One of the weak links in the hybrid Power BI solution is the Power BI Personal Gateway. While it works as a bridge to provide data transfer from your on premise data sources to Power BI, this piece of software is a client software solution that installs on a workstation.
For most enterprises, this is not an appropriate model – you don’t want your enterprise BI solution failing refreshes because Bob the data analyst installed the gateway on his laptop and then went on vacation.
Read the official gateway installation page and you’ll see what a weak link this arrangement is for enterprise level data refreshes:
On a laptop computer – In order for a scheduled refresh to occur, the Gateway needs to be up and running. Laptop computers are usually shut down or asleep more than they’re running. If you install your Gateway on a laptop, be sure to set your scheduled refresh times for when the laptop will be running. If it isn’t, the refresh will not be attempted again until the next scheduled refresh time.
On a desktop computer – Not many issues here. Just make sure the computer and the Gateway is running at your scheduled refresh times. Many desktop computers go to sleep, scheduled refresh cannot occur if it’s asleep.
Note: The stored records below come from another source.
PR #179, opened 2021-04-14
bitcoind: unload any leftover watchonly wallet at startup

### LINKED ISSUE #176: bitcoind watchonly wallet sanity checks

darosior:
We used to have this check and i removed it since it does not seem right
for us to unload wallets on the host's bitcoind. But it's actually fine
if it's the very same one we create (by name) and we'll now also refuse
to start with an inconsistent number of loaded watchonly wallets.

Fixes #176

### DIFF
--- a/src/daemon/bitcoind/interface.rs
+++ b/src/daemon/bitcoind/interface.rs
@@ -230,6 +230,25 @@ impl BitcoinD {
         )))
     }
 
+    pub fn unloadwallet(&self, wallet_path: String) -> Result<(), BitcoindError> {
+        let res = self.make_node_request("unloadwallet", &params!(Json::String(wallet_path),))?;
+
+        let warning = res
+            .get("warning")
+            .map(|w| w.as_str())
+            .flatten()
+            .ok_or_else(|| {
+                BitcoindError::Custom(
+                    "No or invalid 'warning' in 'unloadwallet' result".to_string(),
+                )
+            })?;
+        if warning.len() > 0 {
+            Err(BitcoindError::Custom(warning.to_string()))
+        } else {
+            Ok(())
+        }
+    }
+
     /// Constructs an `addr()` descriptor out of an address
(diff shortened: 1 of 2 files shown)


darosior:
Fuck i removed my interpretor hook for rustfmt :sweat_smile: Here you go

src/daemon/bitcoind/interface.rs
```diff
@@ -230,6 +230,16 @@ impl BitcoinD {
         )))
     }
 
+    pub fn unloadwallet(&self, wallet_path: String) -> Result<(), BitcoindError> {
+        let res = self.make_node_request("unloadwallet", &params!(Json::String(wallet_path),))?;
+
+        if let Some(warning) = res.get("warning").map(|s| s.to_string()) {
```
danielabrozzoni, line 236: You have to check if warning is different from `""`. From the docs:
```
bitcoin-cli help unloadwallet 
unloadwallet ( "wallet_name" load_on_startup )
Unloads the wallet referenced by the request endpoint otherwise unloads the wallet specified in the argument.
Specifying the wallet name on a wallet endpoint is invalid.
Arguments:
1. wallet_name        (string, optional, default=the wallet name from the RPC endpoint) The name of the wallet to unload. Must be provided in the RPC endpoint or this parameter (but not both).
2. load_on_startup    (boolean, optional, default=null) Save wallet name to persistent settings and load on startup. True to add wallet to startup list, false to remove, null to leave unchanged.

Result:
{                       (json object)
  "warning" : "str"     (string) Warning message if wallet was not unloaded cleanly.
}
```
So `warning` is always there, and if everything is fine it's equal to `""`

darosior: Oh, right, thanks

darosior: Fixed

danielabrozzoni (approved):
ACK 1bbfb87309d8e021f205b10701974ea17ad43df9

PR #181, opened 2021-04-14
Fix human readable CLI output

### LINKED ISSUE #162: Only return the `result` on human readable CLI
We have unnecessary info right now:
```
{
  "id": "revault-cli-3252059",
  "jsonrpc": "2.0",
  "result": {
    "vaults": [
    ```

### PR DESCRIPTION
**Pull request by danielabrozzoni**
Returning only the content of `result` if success, otherwise returning only `error`

 Fixes #162

### DIFF
--- a/src/cli/main.rs
+++ b/src/cli/main.rs
@@ -161,7 +161,17 @@ fn main() {
                     if raw {
                         print!("{}", response);
                     } else {
-                        print!("{:#}\n", response);
+                        if let Some(r) = response.get("result") {
+                            println!("{:#}", serde_json::json!({ "result": r }));
+                        } else if let Some(e) = response.get("error") {
+                            println!("{:#}", serde_json::json!({ "error": e }));
+                        } else {
+                            log::warn!(
+                                "revaultd response doesn't contain result or error: '{}'",
+                                response
+                            );
+                            println!("{:#}", response);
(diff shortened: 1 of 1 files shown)

### CODE REVIEW

File: src/cli/main.rs [hunk 1]
```diff
@@ -161,7 +161,14 @@ fn main() {
                     if raw {
                         print!("{}", response);
                     } else {
-                        print!("{:#}\n", response);
+                        if let Some(r) = response.get("result") {
+                            // If the response is null, don't print anything
+                            if Json::Null != *r {
+                                println!("{:#}", r);
+                            }
```
darosior, line 168: Shouldn't we be printing `null` ? Anyways it's a violation of the JSONRPC2 spec to not return an object as result iirc

darosior (approved):
ACK aaddcf2f86b5c1acc04077c7f47983127d988453

Bikeshedding on the `null`, but meh

src/cli/main.rs
danielabrozzoni: If you prefer we can return `null`, I'm not really sure what's the convention here

darosior: Yeah, let's do that. Don't know what's best either but when in doubt Explicit Is Always Better :tm:

darosior:
ACK 181

PR #184, opened 2021-04-16
bitcoind: only forget deposit that are really gone

darosior:
Still trying to reproduce the panic without the patch, but this should at least fix it for master


darosior:
ACK 799f33b

PR #189, opened 2021-04-22
ci: Add pytest timeout

danielabrozzoni:


contrib/ci-functional-tests.sh
```diff
@@ -27,4 +27,4 @@ cd tests/servers/cosignerd && cargo build && cd "$REPO_ROOT"
 python3 -m venv venv
 . venv/bin/activate
 pip install -r tests/requirements.txt
-VERBOSE=1 LOG_LEVEL=debug TIMEOUT=120 TEST_DEBUG=1 POSTGRES_USER="test" POSTGRES_PASS="test" pytest -n3 -vvv --log-cli-level=DEBUG tests/
+VERBOSE=1 LOG_LEVEL=debug TIMEOUT=120 TEST_DEBUG=1 POSTGRES_USER="test" POSTGRES_PASS="test" pytest -n3 -vvv --log-cli-level=DEBUG --timeout=600 tests/
```
darosior, line 30: Ten minutes is not enough for the CI, we have pretty slow tests. `1800` seems reasonable: if it gets over this timeout, we are sure it's something with our tests not the CI being atrociously slow

tests/test_framework/utils.py
```diff
@@ -457,6 +457,8 @@ def wait_for_logs(self, regexs, timeout=TIMEOUT):
 
             with self.logs_cond:
                 if pos >= len(self.logs):
+                    if not self.running:
+                        raise ValueError("Process died while waiting for logs")
```
darosior, line 461: But, what if the process dies without printing the logs you were looking for ?

contrib/ci-functional-tests.sh
danielabrozzoni: Just updated, I hoped that 10 mins were enough :(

The gateway is not highly available – it runs on a single client workstation with no ability to failover if that machine crashes. In addition, if you change your password, it will also cause the refresh to fail until to update the password on your gateway.
Microsoft thankfully has just announced in an upcoming release an “Enterprise Gateway” that will hopefully run on a server using a proper service account. Not many details have been released yet but this will hopefully provide some confidence that Microsoft’s support for hybrid BI scenarios is moving in the right direction.